Task to carry out :: From the data below, return each line in which the string "main" is found.

Listed entries ::
▶
PR #1477, opened 2015-10-01
XW-461 add mw-content class to all modules on main page

bognix:
add mw-content class to all modules on main page not main page itself so handleLink function won't handle link to main page on section and category view

JIRA ticket: https://wikia-inc.atlassian.net/browse/XW-461

### DIFF
--- a/front/scripts/main/components/WikiaStatsComponent.ts
+++ b/front/scripts/main/components/WikiaStatsComponent.ts
@@ -2,7 +2,7 @@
◀
Reply ::
XW-461 add mw-content class to all modules on main page
add mw-content class to all modules on main page not main page itself so handleLink function won't handle link to main page on section and category view
--- a/front/scripts/main/components/WikiaStatsComponent.ts
+++ b/front/scripts/main/components/WikiaStatsComponent.ts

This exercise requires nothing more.